Our committee identified three immediate factors behind the rise of public distrust. The first involves the soaring price of higher education in the United States, along with the perception that college, graduate, and professional school are no longer worth the money and sacrifice they demand. The second focuses on the college admissions system—specifically, the question of who gets in and why. The third includes an array of issues about what is said and taught on university campuses, including matters of free speech, political bias, and self-censorship. We also found important problems related to trust within the university itself, including concerns that grade inflation, new technologies, and bureaucratic expansion have undermined the university’s academic mission.
And here is an important point that bears repeating: complicated, opaque schemes bread distrust. From the NY Times:
For example, Yale and many other schools now rely on a model that regularly dilutes high tuition prices with generous aid packages. Although many students pay nowhere near sticker prices, the committee wrote that the approach had exacted “a disastrous impact on public trust.”
“By its nature, the system is complicated, unpredictable, secretive and highly variable,” the report said. “These factors tend to reduce trust rather than increase it.”
The same thing has happened in American health care, with the crazy-quilt system of charges and costs driving the overall lack of trust in medicine.
Here's an interesting paragraph on the issue of free speech:
Yale’s data suggests that self-censorship is a real problem. In a 2025 survey by the university, nearly a third of undergraduate respondents disagreed with the statement that “I feel free to express my political beliefs on campus,” up from 17 percent in 2015. Students who selfidentified as conservative reported lower rates of comfort, but discomfort appears to be rising across the spectrum.
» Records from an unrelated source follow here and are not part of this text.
PR #118, opened 2022-04-22
Changes the [ to \the [

stanalbatross:
## About The Pull Request

swaps out some improper instances of a non-swapping the and replaces them with the proper "\the".

Disclaimer. This was done using find & replace. There may be errors, but it does compile.

## Why It's Good For The Game

Less "the the"

## Changelog

:cl:
spellcheck: Fixed a few instances of "the" appearing twice in to_chat messages.
/:cl:


Concerned:
nah

This randomly throws backslashes across the code and (assuming \the [textstring] renders ingame as "textstring") probably makes a hell of a lot more messes than it fixes.

Geevies (changes requested):
you need to check that the thing inside the [ ] is an object, not a string, otherwise this won't work

stanalbatross:
> you need to check that the thing inside the [ ] is an object, not a string, otherwise this won't work

okay I will do this later when I am bored

PR closed for now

A recent Buckley Institute survey suggested that more than half of college students nationwide feel “intimidated in sharing their opinions, ideas, or beliefs in class.” Meanwhile, post-doctoral fellows and international students at Yale report that they now hesitate to speak out, even about their own research, for fear of government retaliation.
I think this is a hard problem because here the university only reflects the broader society. We just have fewer consensus beliefs and more issues of intense political disagreement than we had when I was in college. Many professors try to create a space for disagreement within their classrooms, but on the other hand most subscribe to some limits, and where to draw the line is just hard; given the ambiguity, many students might feel silenced even when their beliefs would be widely accepted. But it never hurts to try!
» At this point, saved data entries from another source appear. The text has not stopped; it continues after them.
PR #132, opened 2022-04-24
CPR Can only be performed by one mob at a time

Varen:
## About The Pull Request

This adds a check to ensure that only one person can perform CPR on the same target at any one time.

## Why It's Good For The Game

There isn't a clear visual indicator in game on whether someone is performing CPR, suturing, or healing, and many players will attempt to help a downed marine by performing CPR all at the same time, while not understanding why it's failing despite the messages. 

This will help preventing getting in each other's way while CPRing someone, while also making the process make more sense: After all, how would two people perform CPR at the same time, they'd share a three-way kiss or something?

## Changelog

:cl: VarenRoth
qol: CPR can only be performed by one person at a time, avoiding multiple people causing CPR to fail.
/:cl:

### DIFF
--- a/code/modules/mob/living/carbon/human/human_attackhand.dm
+++ b/code/modules/mob/living/carbon/human/human_attackhand.dm
@@ -1,4 +1,5 @@
 /mob/living/carbon/human/var/cpr_cooldown
+/mob/living/carbon/human/var/cpr_performer
 /mob/living/carbon/human/attack_hand(mob/living/carbon/human/M)
 	if(..())
 		return TRUE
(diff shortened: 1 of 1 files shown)


code/modules/mob/living/carbon/human/human_attackhand.dm
```diff
@@ -26,10 +27,16 @@
...
 
 			if(M.head && (M.head.flags_inventory & COVERMOUTH) || M.wear_mask && (M.wear_mask.flags_inventory & COVERMOUTH) && !(M.wear_mask.flags_inventory & ALLOWCPR))
-				to_chat(M, SPAN_NOTICE(" <B>Remove your mask!</B>"))
+				to_chat(M, SPAN_NOTICE("<B>Remove your mask!</B>"))
 				return 0
 			if(head && (head.flags_inventory & COVERMOUTH) || wear_mask && (wear_mask.flags_inventory & COVERMOUTH) && !(wear_mask.flags_inventory & ALLOWCPR))
-				to_chat(M, SPAN_NOTICE(" <B>Remove [src.gender==MALE?"his":"her"] mask!</B>"))
+				to_chat(M, SPAN_NOTICE("<B>Remove [src.gender==MALE?"his":"her"] mask!</B>"))
+				return 0
+			if(cpr_performer != null)
```
stanalbatross, line 35:
```suggestion
			if(cpr_performer)
```

code/modules/mob/living/carbon/human/human_attackhand.dm
```diff
@@ -1,4 +1,5 @@
 /mob/living/carbon/human/var/cpr_cooldown
+/mob/living/carbon/human/var/cpr_performer
```
fira, line 2: This should have the full type `/mob/living/carbon/human/var/mob/living/carbon/human/cpr_performer` and be cleared in `/mob/living/carbon/human/Destroy` to avoid even more cleanup problems.

Alternatively, do you really need to bother with all that ? There's probably simpler ways to go about this
For example, you could set a "CPR Start" cool down, preventing anyone from doing it during same duration. if do_after fails, clear it to allow someone else to.

fira (changes requested):

code/modules/mob/living/carbon/human/human_attackhand.dm
Varen: I've changed it to use a timer now instead, does it look fine to you now?

fira (approved):

stanalbatross (approved):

But as I always say, the root of the problem is the lack of any agreement on what universities are supposed to teach, and what a university degree is supposed to mean. The range of topics taken up in the report, the authors say,
revealed another challenge related to declining trust: widespread uncertainty about the fundamental purpose and mission of higher education. Trust is earned by doing what you say you’re going to do—and, ideally, doing it well. In recent years, however, universities have been expected to be all things to all people: selective but inclusive, affordable but luxurious, meritocratic but equitable. Rather than build public support, this diffusion of purpose has contributed to distrust. Without a clear mission and purpose, it becomes difficult to judge whether colleges and universities are living up to their fundamental commitments.
Is it ever.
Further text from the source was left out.